- **EXERCISE INSTRUCTIONS**: Only lines holding "unit" are wanted; copy each of them from the records below.

- **RECORDS SHOWN**:
PR #2280, opened 2024-07-30
Make ucx pylsp plugin configurable

vsevolodstep-db:
## Changes
Make LSP linter plugin configurable with cluster information. This config can be provided either in a file or by a client and its provisioning is handled by pylsp infrastructure.
Spark Connect linter is now applied only to UC Shared clusters, as Single-User clusters are running in Spark Classic mode.

### Tests

- [x] manually tested
- [x] added unit tests
- [ ] added integration tests

### DIFF
--- a/src/databricks/labs/ucx/hive_metastore/migration_status.py
+++ b/src/databricks/labs/ucx/hive_metastore/migration_status.py
@@ -26,6 +26,17 @@ class MigrationStatus:
     def destination(self):
         return f"{self.dst_catalog}.{self.dst_schema}.{self.dst_table}".lower()
 
+    @classmethod
+    def from_json(cls, json: dict):
+        return cls(
+            src_schema=json['src_schema'],
+            src_table=json['src_table'],
+            dst_catalog=json.get('dst_catalog', None),
+            dst_schema=json.get('dst_schema', None),
+            dst_table=json.get('dst_table', None),
+            update_ts=json.get('update_ts', None),
+        )
+
 
 @dataclass(frozen=True)
 class TableView:
--- a/src/databricks/labs/ucx/hive_metastore/migration_status.py
+++ b/src/databricks/labs/ucx/hive_metastore/migration_status.py
@@ -27,14 +27,14 @@ class MigrationStatus:
         return f"{self.dst_catalog}.{self.dst_schema}.{self.dst_table}".lower()
 
     @classmethod
-    def from_json(cls, json: dict):
+    def from_json(cls, raw: dict[str, str]) -> "MigrationStatus":
         return cls(
-            src_schema=json['src_schema'],
-            src_table=json['src_table'],
-            dst_catalog=json.get('dst_catalog', None),
-            dst_schema=json.get('dst_schema', None),
-            dst_table=json.get('dst_table', None),
-            update_ts=json.get('update_ts', None),
+            src_schema=raw['src_schema'],
+            src_table=raw['src_table'],
+            dst_catalog=raw.get('dst_catalog', None),
+            dst_schema=raw.get('dst_schema', None),
+            dst_table=raw.get('dst_table', None),
+            update_ts=raw.get('update_ts', None),
         )
 
 
--- a/src/databricks/labs/ucx/source_code/base.py
+++ b/src/databricks/labs/ucx/source_code/base.py
@@ -183,13 +183,13 @@ class CurrentSessionState:
             catalog=json.get('catalog', DEFAULT_CATALOG),
             spark_conf=json.get('spark_conf', None),
             named_parameters=json.get('named_parameters', None),
-            data_security_mode=CurrentSessionState._parse_security_mode(json.get('data_security_mode', None)),
+            data_security_mode=cls.parse_security_mode(json.get('data_security_mode', None)),
             is_serverless=json.get('is_serverless', False),
             dbr_version=tuple(json['dbr_version']) if 'dbr_version' in json else None,
         )
 
     @staticmethod
-    def _parse_security_mode(mode_str: str | None) -> compute.DataSecurityMode | None:
+    def parse_security_mode(mode_str: str | None) -> compute.DataSecurityMode | None:
         try:
             return compute.DataSecurityMode(mode_str) if mode_str else None
         except ValueError:
--- a/src/databricks/labs/ucx/source_code/base.py
+++ b/src/databricks/labs/ucx/source_code/base.py
@@ -178,21 +178,23 @@ class CurrentSessionState:
 
     @classmethod
     def from_json(cls, json: dict) -> CurrentSessionState:
-        mode_str = json.get('data_security_mode', None)
-        try:
-            data_security_mode = compute.DataSecurityMode(mode_str) if mode_str else None
-        except ValueError:
-            logger.error(f'Unknown data_security_mode {mode_str}')
-            data_security_mode = None
         return cls(
             schema=json.get('schema', DEFAULT_SCHEMA),
             catalog=json.get('catalog', DEFAULT_CATALOG),
             spark_conf=json.get('spark_conf', None),
             named_parameters=json.get('named_parameters', None),
-            data_security_mode=data_security_mode,
+            data_security_mode=CurrentSessionState._parse_security_mode(json.get('data_security_mode', None)),
             is_serverless=json.get('is_serverless', False),
             dbr_version=tuple(json['dbr_version']) if 'dbr_version' in json else None,
         )
+
+    @staticmethod
+    def _parse_security_mode(mode_str: str | None) -> compute.DataSecurityMode | None:
+        try:
+            return compute.DataSecurityMode(mode_str) if mode_str else None
+        except ValueError:
+            logger.warning(f'Unknown data_security_mode {mode_str}')
+            return None
 
 
 class SequentialLinter(Linter):
--- a/src/databricks/labs/ucx/source_code/base.py
+++ b/src/databricks/labs/ucx/source_code/base.py
@@ -179,12 +179,17 @@ class CurrentSessionState:
     @classmethod
     def from_json(cls, json: dict) -> CurrentSessionState:
         mode_str = json.get('data_security_mode', None)
+        try:
+            data_security_mode = compute.DataSecurityMode(mode_str) if mode_str else None
+        except ValueError:
+            logger.error(f'Unknown data_security_mode {mode_str}')
+            data_security_mode = None
         return cls(
             schema=json.get('schema', DEFAULT_SCHEMA),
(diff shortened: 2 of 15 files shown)


src/databricks/labs/ucx/source_code/lsp_plugin.py
```diff
@@ -1,16 +1,50 @@
...
 from databricks.labs.ucx.source_code.lsp import Diagnostic
+from databricks.sdk.service.compute import DataSecurityMode
+
+
+logger = logging.getLogger(__name__)
 
 
 @hookimpl
-def pylsp_lint(workspace: Workspace, document: Document) -> list[dict]:  # pylint: disable=unused-argument
-    # TODO: initialize migration index and session state from config / env variables
```
JCZuurmond, line 11: What about the initialization of the migration index?

src/databricks/labs/ucx/source_code/lsp_plugin.py
```diff
@@ -1,16 +1,50 @@
...
+        is_serverless=bool(cfg.get('isServerless', False)),
+    )
+    languages = LinterContext(index=None, session_state=session_state)
     analyser = languages.linter(Language.PYTHON)
     code = document.source
     diagnostics = [Diagnostic.from_advice(_) for _ in analyser.lint(code)]
     return [d.as_dict() for d in diagnostics]
+
+
+def parse_dbr_version(version: str | None) -> tuple[int, int] | None:
```
JCZuurmond, line 33: Python has core utils for this: https://packaging.pypa.io/en/stable/version.html#usage

src/databricks/labs/ucx/source_code/lsp_plugin.py
```diff
@@ -1,16 +1,50 @@
...
+    if not version:
+        return None
+    version_parts = [int(i) for i in version.split('.') if i.isnumeric()]
+    if len(version_parts) < 2:
+        logger.error(f'Incorrect DBR version string: {version}')
+        return None
+    return version_parts[0], version_parts[1]
+
+
+def parse_data_security_mode(mode_str: str | None):
```
JCZuurmond, line 43:
```suggestion
def parse_data_security_mode(mode_str: str | None) -> DataSecurityMode | None:
```

src/databricks/labs/ucx/source_code/linters/spark_connect.py
```diff
@@ -238,6 +240,10 @@ def lint(self, node: NodeNG) -> Iterator[Advice]:
 
 class SparkConnectLinter(PythonLinter):
     def __init__(self, session_state: CurrentSessionState):
+        if session_state.data_security_mode != DataSecurityMode.USER_ISOLATION:
```
JCZuurmond, line 243: Why do we want to run this only for `USER_ISOLATION` security mode?

JCZuurmond (commented):
Have some questions

src/databricks/labs/ucx/source_code/base.py
```diff
@@ -178,12 +178,13 @@ class CurrentSessionState:
...
     @classmethod
     def from_json(cls, json: dict) -> CurrentSessionState:
+        mode_str = json.get('data_security_mode', None)
         return cls(
             schema=json.get('schema', DEFAULT_SCHEMA),
             catalog=json.get('catalog', DEFAULT_CATALOG),
             spark_conf=json.get('spark_conf', None),
             named_parameters=json.get('named_parameters', None),
-            data_security_mode=json.get('data_security_mode', None),
+            data_security_mode=compute.DataSecurityMode(mode_str) if mode_str else None,
```
nfx, line 187: this may crash when we introduce a new data security mode and old clients are not upgraded to the newer SDK. make it a bit more robust.

src/databricks/labs/ucx/source_code/lsp_plugin.py
```diff
@@ -1,16 +1,50 @@
...
+    if not mode_str:
+        return None
+    try:
+        return DataSecurityMode(mode_str)
+    except ValueError as _:
+        logger.error(f'Unknown data_security_mode: {mode_str}')
+        return None
```
nfx, line 50: shouldn't we return `DataSecurityMode.NONE` as a fallback?

nfx (changes requested):

src/databricks/labs/ucx/source_code/linters/spark_connect.py
vsevolodstep-db: UC Shared Clusters use Spark connect, this linter detects use of legacy APIs that are not supported  in Spark Connect mode

src/databricks/labs/ucx/source_code/lsp_plugin.py
vsevolodstep-db: I think that `None` suits better, as `DataSecurityMode.NONE` represents a no isolation cluster without UC, while `None` stands for a missing or a invalid access mode

src/databricks/labs/ucx/source_code/base.py
```diff
@@ -178,12 +178,18 @@ class CurrentSessionState:
 
     @classmethod
     def from_json(cls, json: dict) -> CurrentSessionState:
+        mode_str = json.get('data_security_mode', None)
+        try:
+            data_security_mode = compute.DataSecurityMode(mode_str) if mode_str else None
+        except ValueError:
+            logger.error(f'Unknown data_security_mode {mode_str}')
```
nfx, line 185:
```suggestion
            logger.warning(f'Unknown data_security_mode {mode_str}')
```
error logs fail the workflow

src/databricks/labs/ucx/source_code/base.py
```diff
@@ -178,12 +178,18 @@ class CurrentSessionState:
 
     @classmethod
     def from_json(cls, json: dict) -> CurrentSessionState:
+        mode_str = json.get('data_security_mode', None)
```
nfx, line 181: nit: it's better to extract this into a private method

src/databricks/labs/ucx/source_code/linters/spark_connect.py
nfx: `databricks labs ucx lint-local-code` command sets no data security mode, so these linters would be omitted. 
```suggestion
        if session_state.data_security_mode is not None and session_state.data_security_mode != DataSecurityMode.USER_ISOLATION:
```

nfx (changes requested):

src/databricks/labs/ucx/source_code/linters/spark_connect.py
vsevolodstep-db: What's the expectation for `databricks labs ucx lint-local-code`? These errors emitted by `SparkConnectLinter` are relevant for UC Shared Clusters, but they have no use for Single-User ones. While it's still better to migrate off using deprecated APIs, it's not possible to achieve for all workloads (e.g. using RDD APIs on a UC SIngle User cluster). I wonder if we need to pass `data_security_mode` to `lint-local-code` as an optional flag

src/databricks/labs/ucx/hive_metastore/migration_status.py
```diff
@@ -26,6 +26,17 @@ class MigrationStatus:
     def destination(self):
         return f"{self.dst_catalog}.{self.dst_schema}.{self.dst_table}".lower()
 
+    @classmethod
+    def from_json(cls, json: dict):
```
JCZuurmond, line 30:
```suggestion
    def from_json(cls, raw: dict[str, str]) -> "MigrationStatus":
```

src/databricks/labs/ucx/source_code/base.py
```diff
@@ -183,11 +183,19 @@ def from_json(cls, json: dict) -> CurrentSessionState:
             catalog=json.get('catalog', DEFAULT_CATALOG),
             spark_conf=json.get('spark_conf', None),
             named_parameters=json.get('named_parameters', None),
-            data_security_mode=json.get('data_security_mode', None),
+            data_security_mode=CurrentSessionState._parse_security_mode(json.get('data_security_mode', None)),
```
JCZuurmond, line 186: Now accessing the private method from outside the class, does the following work? What does mypy say

```suggestion
            data_security_mode=cls._parse_security_mode(json.get('data_security_mode', None)),
```

src/databricks/labs/ucx/source_code/lsp_plugin.py
```diff
@@ -1,16 +1,60 @@
...
-    languages = LinterContext(index=None, session_state=None)
+def pylsp_lint(config: Config, document: Document) -> list[dict]:
+    cfg = config.plugin_settings('pylsp_ucx', document_path=document.uri)
+
+    migration_index_list = cfg.get('migration_index', None)
+    migration_index = (
+        None
+        if not migration_index_list
+        else MigrationIndex([MigrationStatus.from_json(st) for st in migration_index_list])
+    )
```
JCZuurmond, line 28: Maybe initialise an empty index instead of `None`
```suggestion
    migration_index = MigrationIndex([MigrationStatus.from_json(st) for st in cfg.get('migration_index', [])])
```

tests/unit/source_code/test_lsp_plugin.py
```diff
@@ -48,3 +74,112 @@ def test_pylsp_lint(workspace):
...
+            'tags': [],
+        },
+    ]
+
+
+def test_pylsp_no_config(workspace, config):
+    code = 'sc.emptyRDD()'
+    _, doc = temp_document(code, workspace)
+    diagnostics = sorted(lsp_plugin.pylsp_lint(config, doc), key=lambda d: d['code'])
+    assert diagnostics == []
```
JCZuurmond, line 115: Indepedent of the code, should this always return no diagnostic if the config is not set?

- **RESPONSE BOX**:
- [x] added unit tests
tests/unit/source_code/test_lsp_plugin.py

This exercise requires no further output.